Architecture Misfits #5: The Futurists
The futurists were misfits in more ways than one. They had a manifesto – a written statement of what they believed in. The modern equivalent would, I suppose, be the “vision statement” that we see in business plans – only with more poetry to it. Here’s their point #7, for example.
We declare that the splendor of the world has been enriched by a new beauty: the beauty of speed. A racing automobile with its bonnet adorned with great tubes like serpents with explosive breath … a roaring motor car which seems to run on machine-gun fire, is more beautiful than the Victory of Samothrace (or NIKE, to many).
Founded in 1909 by the poet F. T. Marinetti, Futurism remains Italy’s most significant contribution to twentieth century European culture. Marinetti wanted to break with the oppressive weight of Italy’s cultural heritage and develop an aesthetic based on modern life and technology, particularly speed and the machine.
This quote was taken from the website of the Estorick Museum. Have a look when you’re in London. In the early 20th century, everybody had a theory about something, but it wasn’t just about painting.
They also did sculpture.
Fashion. (for more details, see here.)
(!!?? Let’s have a quick look at “Machine of 3000” – apparently the two “locomotives” are in love with the station master. Let’s hope it works out.)
Gardening. (This is not faceitious. Despite being organic, bonsai or a Japanese garden, is no less unnatural.)
Cooking. Yes! (Go here for more details.)
Dining as theatrical event.
Since Futurists were against history and tradition, Marinetti was against pasta, claiming it made Italians lazy and so on. The photograph below found its way into circulation around the same time. Marinetti claimed it was faked.
Graphic design and advertising. Check here for more images of the work of Fortunato Depero.

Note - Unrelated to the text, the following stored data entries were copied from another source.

PR #689, opened 2019-09-11
Refactor IResource.isDerived()

tobous:
#### [REFACTOR][E] Always check ancestors for EclipseResourceImpl.isDerived()

Adjusts EclipseResourceImpl.isDerived() to always check ancestors. This
is done in preparation of the removal of IResource.isDerived(boolean),
which was only used by the Eclipse implementation.

#### [REFACTOR] Remove IResource.isDerived(boolean)

Removes IResource.isDerived(boolean) and its implementations as it is no
longer used.

#### [REFACTOR] Rename IResource.isDerived() to isIgnored()

Renames IResource.isDerived() to isIgnored() to avoid the
Eclipse-specific notion of derived resources.

This was done as there can be other reasons for resources to be ignored
by Saros, e.g. them being part of the IDE configuration.


core/src/saros/filesystem/IResource.java
```diff
@@ -47,7 +47,7 @@
 
   public int getType();
 
-  public boolean isDerived();
+  public boolean isIgnored();
```
srossbach: Documentation.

Architecture. (thanks dieselpunk!)
One of the Futurists’ provocative characteristics was their fascination with the noise and dynamism of war – which is why not many of them lived to be old. Normally, Antonio Sant’ Elia is counted as a Futurist because of his “forward looking” designs but it’s more likely he gets mentioned with them to forge a link with art because, otherwise, there would be a big space in the history books – not least of all Sigfreid Gideon’s long book “Space, Time & Architecture where he had this to say.
The middle bit makes sense. Sant’ Elia did have an idea when people were looking for one. All his manifesto called for, however, was the sensible use of modern materials to adapt to mobility and change – which seems a sensible thing to do.
There was much about The Futurists that was a bit naïve and perhaps more than a bit disingenuous at times. The good thing about them, and the reason why they are the subject of this blog is that
THEY SHOWED PEOPLE IT WAS OKAY TO REJECT PAST IDEAS OF BEAUTY AND TO CREATE NEW TYPES MORE RELEVANT TO THE MODERN WORLD.
To The Futurists – have one on us, Misfits salutes you!